Chief Medical Officer Vik Sengupta, MD, states, “We have pursued a relentless path since April 2020 when the 24 inpatients were treated, and ExoFlo’s potential as a therapeutic countermeasure against severe COVID-19 first became clear. Patients in the U.S. deserve safe, innovative therapies that meet the highest standards of value and evidence-based medicine, and our phase II double-blind, placebo-controlled, randomized clinical trial is the next step in that process. It will continue to be my priority to maintain these standards as we investigate the potential benefit of ExoFlo as a treatment for COVID-19 associated ARDS.”
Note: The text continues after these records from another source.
PR #8592, opened 2025-06-19
“--whitelist-custom-nodes” args for comfy core to go with “--disable-all-custom-nodes” for development purposes 

lgldlk:
# “--whitelist-custom-nodes” args for comfy core to go with “--disable-all-custom-nodes” for development purposes 

This PR originates from ComfyUI Bounty Tasks.
It introduces the "--whitelist-custom-nodes" argument for the Comfy core, to be used alongside "--disable-all-custom-nodes" for development purposes. Here's what this feature does:

The "--whitelist-custom-nodes" argument allows specific custom nodes to be enabled in the Comfy core while "--disable-all-custom-nodes" is active, facilitating targeted testing and development of selected custom nodes without enabling all of them.

Below are the tests I conducted after completing the development.

#### test: normal use
```
python main.py
```
Prestartup
image
####  custom_node
image
image

#### test: not affect disable-all-custom-nodes node functionality
```
python main.py --disable-all-custom-nodes
```
image
image

#### test:Whitelist only one plugin
```
python main.py --disable-all-custom-nodes --whitelist-custom-nodes  ComfyUI-PSD-Replace
```
Prestartup
image
custom_node
image
image
As expected, the other plugins were not loaded.

image
#### test:Whitelist Multiple plugins
```
python main.py --disable-all-custom-nodes --whitelist-custom-nodes ComfyUI-KJNodes ComfyUI-PSD-Replace
```
Prestartup
image
custom_nodes
image
image
image
```
python main.py --disable-all-custom-nodes --whitelist-custom-nodes ComfyUI-KJNodes ComfyUI-PSD-Replace ComfyUI-Manager
```
Prestartup
image
custom_nodes
image
image

#### When --whitelist-custom-nodes is specified without plugins:
```
python main.py --disable-all-custom-nodes --whitelist-custom-nodes
```
image

### DIFF
--- a/main.py
+++ b/main.py
@@ -66,9 +66,6 @@ def execute_prestartup_script():
             logging.error(f"Failed to execute startup-script: {script_path} / {e}")
         return False
 
-    if args.disable_all_custom_nodes and not args.whitelist_custom_nodes:
-        return
-
     node_paths = folder_paths.get_folder_paths("custom_nodes")
     for custom_node_path in node_paths:
         possible_modules = os.listdir(custom_node_path)
@@ -274,7 +271,7 @@ def start_comfyui(asyncio_loop=None):
 
     hook_breaker_ac10a0.save_functions()
     nodes.init_extra_nodes(
-        init_custom_nodes=(not args.disable_all_custom_nodes) or bool(args.whitelist_custom_nodes),
+        init_custom_nodes=True,
         init_api_nodes=not args.disable_api_nodes
     )
     hook_breaker_ac10a0.restore_functions()
--- a/nodes.py
+++ b/nodes.py
@@ -2187,11 +2187,9 @@ def init_external_custom_nodes():
             module_path = os.path.join(custom_node_path, possible_module)
             if os.path.isfile(module_path) and os.path.splitext(module_path)[1] != ".py": continue
             if module_path.endswith(".disabled"): continue
-            
             if args.disable_all_custom_nodes and possible_module not in args.whitelist_custom_nodes:
                 logging.info(f"Skipping {possible_module} due to disable_all_custom_nodes and whitelist_custom_nodes")
                 continue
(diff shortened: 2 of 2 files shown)


main.py
```diff
@@ -66,7 +66,7 @@ def execute_script(script_path):
             logging.error(f"Failed to execute startup-script: {script_path} / {e}")
         return False
 
-    if args.disable_all_custom_nodes:
+    if args.disable_all_custom_nodes and not args.whitelist_custom_nodes:
```
guill: Do we actually need this check now that we have the new check below? Ideally, I'd prefer the code path be as similar as possible when using or not using `whitelist_custom_nodes` along with `disable_all_custom_nodes`. Otherwise, since this is probably going to be a rarely used feature, I think it's likely someone would break it in the future without noticing.

main.py
```diff
@@ -270,7 +273,10 @@ def start_comfyui(asyncio_loop=None):
     prompt_server = server.PromptServer(asyncio_loop)
 
     hook_breaker_ac10a0.save_functions()
-    nodes.init_extra_nodes(init_custom_nodes=not args.disable_all_custom_nodes, init_api_nodes=not args.disable_api_nodes)
+    nodes.init_extra_nodes(
+        init_custom_nodes=(not args.disable_all_custom_nodes) or bool(args.whitelist_custom_nodes),
```
guill: I think `init_custom_nodes` can just always be True here now, right? (Similar to my other comment, I'd prefer that the codepath for using `whitelist_custom_nodes` be as similar as possible to the codepath not using it.)

guill (changes requested):

jtydhr88:
I think you need to fix source format issue before comfy merged

guill (approved):
Looks good to me! 😁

“This signifies an important milestone in the progression of our product platform development to help in the fight against COVID-19,” states Joe Schmidt, Co-Founder and President. “This novel therapy has the potential both to improve outcomes for patients and also to reduce overall costs of hospital stays and adjunctive treatments by speeding recovery and reducing the need or length of ICU time.”
Mark Adams, Co-Founder and Chief Executive Officer, states, “We are excited to start enrolling patients in the study and look forward to seeing the outcomes of this advanced therapy. We are dedicated to bringing to market a novel treatment at an accelerated pace to help patients suffering from this devastating disease.”